Scalable hierarchical network-on-chip architecture for spiking neural network hardware implementations

Spiking neural networks (SNNs) attempt to emulate information processing in the mammalian brain based on massively parallel arrays of neurons that communicate via spike events. SNNs offer the possibility to implement embedded neuromorphic circuits, with high parallelism and low power consumption compared to the traditional von Neumann computer paradigms. Nevertheless, the lack of modularity and poor connectivity shown by traditional neuron interconnect implementations based on shared bus topologies is prohibiting scalable hardware implementations of SNNs. This paper presents a novel hierarchical network-on-chip (H-NoC) architecture for SNN hardware, which aims to address the scalability issue by creating a modular array of clusters of neurons using a hierarchical structure of low and high-level routers.
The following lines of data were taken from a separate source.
PR #13, opened 2018-11-21
fix(topbar/composable): close dropdown only if click is outside the w…

ruben-martin-lozano:
…rapper

### DIFF
--- a/components/topbar/composable/src/sui-topbar-composable-dropdown/index.js
+++ b/components/topbar/composable/src/sui-topbar-composable-dropdown/index.js
@@ -22,7 +22,7 @@ export default class DropdownMenu extends Component {
   }
 
   closeMenu = ({target}) => {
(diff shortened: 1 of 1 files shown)


components/topbar/composable/src/sui-topbar-composable-dropdown/index.js
```diff
@@ -21,14 +21,10 @@ export default class DropdownMenu extends Component {
     )
   }
 
-  closeMenu = e => {
-    if (e.target === this.headerDOMEl) {
-      return
-    }
+  closeMenu = ({target}) => {
+    var isClickOutsideDropdown = !this.wrapper.contains(target)
```
midudev: Don't use `var`.

ruben-martin-lozano: lol

PR #16, opened 2018-11-23
feat(setting/item): added setting item

ferransimon:


components/setting/item/README.md
```diff
@@ -0,0 +1,23 @@
+# SettingItem
```
jcger: we need to update the readme

PR #18, opened 2018-11-30
feat(map/basic): add propertyId on markers

AitorRodriguez990:
### Highlight POIS

- [x] Add propertyId on makers using `add` event  be able to find on DOM when we do _mouseover_ on cards.

### DIFF
--- a/components/map/basic/src/leaflet/marker-manager.js
+++ b/components/map/basic/src/leaflet/marker-manager.js
@@ -31,6 +31,10 @@ class MarkerManager {
 
   createMarker(item, deprecatedLabelNoPrice) {
     const events = [
+      {
+        eventName: 'add',
+        eventHandler: ({target}) => (target._icon.id = target.Id)
+      },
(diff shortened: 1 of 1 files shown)


midudev:
This logic shouldn't be here as it's coupled to what you need in the Real Estate card and this should be agnostic.

ruben-martin-lozano:
Hi @midudev :)

In this PR, the `id` that is being added to each POI, is the current marker ID: https://github.com/SUI-Components/schibsted-spain-components/blob/77107c0dd9e89bd9373fb4b175fa86f5b5617983/components/map/basic/src/leaflet/marker-manager.js#L58 so it's not strictly coupled to FC, but, I agree with you that the value used to the marker ID is the propertyId (this is coupled).

This component needs a refactor to be fully decoupled as @AitorRodriguez990 mentioned, but this PR does not increase the current FC coupling, so I would deal this refactor in another issue.

midudev:
Thanks for the explanation, I though the `Id` was the `propertyId` but as Ruben mentioned the problem is in another part of the code. :+1:

PR #19, opened 2018-12-03
Feature/callback params execution

zecafa:


components/form/pta/src/index.js
```diff
@@ -5,19 +5,37 @@ import {paramsToQueryString} from './querystring'
...
+  componentWillMount() {
+    window.addEventListener(MESSAGE_EVENT_TYPE, this.handleMessage)
+  }
+
+  componentWillUnmount() {
+    window.removeEventListener(MESSAGE_EVENT_TYPE, this.handleMessage)
+  }
+
+  handleMessage({data: {type}}) {
+    const {onSubmit, onError} = this.props
```
midudev: You might do these `required` props or having a defaultValue to avoid possible problems.

zecafa: These are optional function callback fields. Which default value should i set?

midudev: Default value then should be an empty function in order your code to not break if the user of the component doesn't pass a function as a prop.

components/form/pta/src/index.js
```diff
@@ -5,19 +5,36 @@ import {paramsToQueryString} from './querystring'
...
   constructor(props) {
     super(props)
 
-    const {formUrl: BASE_URL, ...settings} = this.props
+    const {formUrl: BASE_URL, onSubmit, onError, ...settings} = this.props
     const QUERY = paramsToQueryString(settings)
     const formUrl = `${BASE_URL}?${QUERY}`
 
+    this.handleMessage = ({data: {type}}) => {
+      type === SUBMIT_SUCCESS_EVENT_TYPE && onSubmit && onSubmit()
```
midudev: That could work as well :D I usually prefer to avoid this and just give a default value for the prop as an empty func, but this would do the work.

zecafa: 👍

PR #22, opened 2018-12-11
feat(map/basic): allow customise attribution text displayed at the bottom right of map.

frmedina:
This PR will allow passing by props the text we want to show at the bottom-right side of the leaflet map.
This property is called `attribution`, and you can see its documentation from leaflet in the following link:
https://leafletjs.com/reference-1.3.4.html#control-attribution

### DIFF
--- a/components/map/basic/src/leaflet/layer-manager.js
+++ b/components/map/basic/src/leaflet/layer-manager.js
@@ -7,7 +7,15 @@ export default class LayerManager {
     this.layers = {}
   }
 
-  createMapLayers({mapViewModes, maxZoom, minZoom, appId, appCode, id}) {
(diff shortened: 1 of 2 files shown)


components/map/basic/src/leaflet/layer-manager.js
```diff
@@ -18,8 +26,7 @@ export default class LayerManager {
         {
           app_code: appCode,
           app_id: appId,
-          attribution:
-            'Map &copy; 1987-2017 <a href="http://developer.here.com">HERE</a>',
+          attribution: attribution,
```
midudev: In this case, you could use the shorthand for assigning keys with the same value name.

PR #23, opened 2018-12-12
checkboxesWithParent new component

AitorRodriguez990:
### checkboxesWithParent new component

- [x] Create new component to show a list of checkboxes with parent checkbox.
- [x] Add example for new component.

#### Context

- Parent will be checked when all children are.
- When a child is not checked, the parent neither.
- On check parent all children will be checked (or unchecked, depending on parent status). 

Does anyone have any advice to improve this component? Thank you!


components/form/checkboxesWithParent/package.json
```diff
@@ -0,0 +1,19 @@
+{
+  "name": "@schibstedspain/sui-form-checkboxes-with-parent",
```
danivm: if this is not a sui component the name should be `@schibstedspain/react-form-checkboxes-with-parent`

AitorRodriguez990: Other components on this repository has same name convention. For example:
- "name": "@schibstedspain/sui-form-checkbox"
- "name": "@schibstedspain/sui-card-basic"

What to do?

AitorRodriguez990:
Context added.

components/form/checkboxesWithParent/package.json
danivm: these components were previously sui and after moved to this repository. all the new components in this repo sould be `@schibstedspain/react-xxxxx` like:

https://github.com/SUI-Components/schibsted-spain-components/blob/master/components/cmp/modal/package.json#L2

AitorRodriguez990: Package name updated, but we must take into account that all components on this repository has `sui-` prefix on their package names.

components/form/checkboxesWithParent/README.md
```diff
@@ -0,0 +1,23 @@
+# FormCheckboxesWithParent
+
+> Description
```
davecarter: Don't forget to add a little description to new components so well be enjoying such a great reading later 😃

components/form/checkboxesWithParent/README.md
```diff
@@ -0,0 +1,23 @@
...
+
+## Usage
+
+### Basic usage
+```js
+import FormCheckboxesWithParent from '@schibstedspain/form-checkboxes-with-parent'
+
+return (<FormCheckboxesWithParent />)
+```
+
```
davecarter: If the component has styling is a good idea to add somewhere that you must to import styles to in `index.scss` file:
```css
// Add component styles to index.scss file:
@import '~@schibstedspain/form-checkboxes-with-parent/lib/index'
```

AitorRodriguez990: README updated with more information :)

Issue #26, opened 2018-12-19
Cmp component has no height in IE


tureey:
We've seen that the body of the CMP Component has no height in IE.
_See image attached_

![image 3](https://user-images.githubusercontent.com/16169890/50207534-07492c80-036f-11e9-8ded-b817902717fc.png)

PR #27, opened 2018-12-19
fix(cmp/modal): fix height of the innerMmodal in IE

tureey:
In the IE browser the body of the modal has no height. Giving a minimum height we ensure it's shown
correctly.

I decided `50 vh` just because in case the content of the `inner modal` does not height a lot, it will not look weird.

ISSUES CLOSED: #26

### DIFF
--- a/components/cmp/modal/src/index.scss
+++ b/components/cmp/modal/src/index.scss
@@ -151,6 +151,7 @@ $lh-sui-cmp-modal-title: $lh-xxl !default;
     font-size: $fz-sui-cmp-modal-inner;
     overflow-y: scroll;
     padding: $p-l;
+    min-height: 50vh; // fix for IE
   }
 
   &-footer {


components/cmp/modal/src/index.scss
```diff
@@ -151,6 +151,7 @@ $lh-sui-cmp-modal-title: $lh-xxl !default;
     font-size: $fz-sui-cmp-modal-inner;
     overflow-y: scroll;
     padding: $p-l;
+    min-height: 50vh; // fix for IE
```
kikoruiz: From my point of view, it's a really bad practice to make things for IE, but well, it's already merged :(

tureey: I would say the same with complicated supports but I think that the tradeoff is good.
It gives a lot of value with only 1 line IMO @kikoruiz

PR #1638, opened 2024-03-07
create a user for database migration

TianChen17:

This role is created to allow a user to use an access ID and access key to retrieve the Glue data catalogue, and then use it to define the columns of Academy database tables. Afterwards, the role will load the Parquet files in S3 to the Redshift Serverless in a Python script. All access is related to these procedures.

I should limit the Redshift Serverless access a bit, but currently, we are still conducting loads of testing in Redshift. When we officially start using Redshift Serverless in production, we can review this again.


LBH-wgreeff (approved):
LGTM

PR #1639, opened 2024-03-07
load parquet files into redshfit for all academy data

TianChen17:

This script loads all academy data into Redshift Serverless; we have over 200 tables.

This has been tested and is working fine locally. Now, in our staging Redshift Serverless, it already has all the tables. After we schedule it in glue then, it will truncate each time everyday and load the recent parquet files into redshfit.

The 200 tables costs about 50 mintues to complete in my local PC.

Sorry, I'm using print statements instead of logging, and there are two lines of debugging print statements that have not been deleted so far. After I confirm it is working in our Glue, I will make no more changes, and then I will delete them.


scripts/jobs/academy_data/load_all_academy_data_into_redshift.py
```diff
@@ -0,0 +1,143 @@
...
+    process_load_tables(
+        schema='ctax', # Redshift schema
+        catalog='revenues-raw-zone', # Glue catalog database
+        # map the table names in Glue catalog to names in Redshift
+        table_mapping= {
+            'lbhaliverbviews_core_ct': 'ct',
+            'lbhaliverbviews_core_sy': 'sy'
+        },
+        iam_role='arn:aws:iam::120038763019:role/dataplatform-stg-redshift-serverless-role',
+        base_s3_url = "s3://dataplatform-stg-raw-zone/revenues/"
```
timburke-hackit, line 99: it might be a good idea to import these as environment variables - you'll need them to change depending on where your script is deployed anyway.

scripts/jobs/academy_data/load_all_academy_data_into_redshift.py
```diff
@@ -0,0 +1,143 @@
...
+        table_mapping= {
+            'lbhaliverbviews_core_sy': 'sy',
+            'lbhaliverbviews_core_ctaccount': 'ctaccount',
+            'lbhaliverbviews_core_ctnotice': 'ctnotice',
+            'lbhaliverbviews_core_ctoccupation': 'ctoccupation',
+            'lbhaliverbviews_core_ctproperty': 'ctproperty',
+            'lbhaliverbviews_core_cttransaction': 'cttransaction',
+        },
+        iam_role='arn:aws:iam::120038763019:role/dataplatform-stg-redshift-serverless-role',
+        base_s3_url = "s3://dataplatform-stg-raw-zone/revenues/"
```
timburke-hackit, line 129: and these

scripts/jobs/academy_data/load_all_academy_data_into_redshift.py
```diff
@@ -0,0 +1,144 @@
...
+    # for all tables under ctax
+    process_load_tables(
+        schema='ctax', # Redshift schema
+        catalog='revenues-raw-zone', # Glue catalog database
+        # map the table names in Glue catalog to names in Redshift
+        table_mapping= {
+            'lbhaliverbviews_core_ct': 'ct',
+            'lbhaliverbviews_core_sy': 'sy'
+        },
+        iam_role=f'arn:aws:iam::120038763019:role/dataplatform-{environment}-redshift-serverless-role',
```
timburke-hackit, line 99: this won't work in prod or dev, the account ID is for the stg account

if you take the arn from the terraform resource you can set a job parameter that can pass this dynamically. It would also account for if the role name was changed for whatever reason in the resource. 

The same is true for the s3 paths, you could interpolate the bucket name from the resource and append the s3 object prefix to that.

terraform/core/51-load-all-academy-data-into-redshift-serverless.tf
```diff
@@ -0,0 +1,22 @@
+module "load_all_academy_data_into_redshift" {
+  source                         = "../modules/aws-glue-job"
+  is_live_environment            = local.is_live_environment
+  is_production_environment      = local.is_production_environment
+  department                     = module.department_parking_data_source
```
timburke-hackit, line 5: this is the wrong department which will mean the glue role won't have access to the s3 locations and the module will look for the script in /scripts/jobs/department/script_name.py - in this case /scripts/jobs/parking/load_all_academy_data_into_redshift.py  - which doesn't exist.

terraform/core/51-load-all-academy-data-into-redshift-serverless.tf
```diff
@@ -0,0 +1,28 @@
...
+  glue_scripts_bucket_id          = module.glue_scripts.bucket_id
+  spark_ui_output_storage_id      = module.spark_ui_output_storage.bucket_id
+  glue_version                    = "4.0"
+  glue_job_worker_type            = "G.1X"
+  number_of_workers_for_glue_job  = 2
+  glue_job_timeout                = 220
+  schedule                       = "cron(15 7 ? * MON-FRI *)"
+  job_parameters = {
+    "--environment"                      = var.environment
+    "--role_arn"                         = "arn:aws:iam::${var.aws_api_account_id}:role/dataplatform-${var.environment}-redshift-serverless-role",
```
timburke-hackit, line 22:
```suggestion
    "--role_arn"                         = "arn:aws:iam::${data.aws_caller_identity.account_id}:role/dataplatform-${var.environment}-redshift-serverless-role",
```

timburke-hackit (approved):
Looks good to me, good work.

The proposed H-NoC architecture incorporates a spike traffic compression technique to exploit SNN traffic patterns and locality between neurons, thus reducing traffic overhead and improving throughput on the network. In addition, adaptive routing capabilities between clusters balance local and global traffic loads to sustain throughput under bursting activity. Analytical results show the scalability of the proposed H-NoC approach under different scenarios, while simulation and synthesis analysis using 65-nm CMOS technology demonstrate high-throughput, low-cost area, and power consumption per cluster, respectively.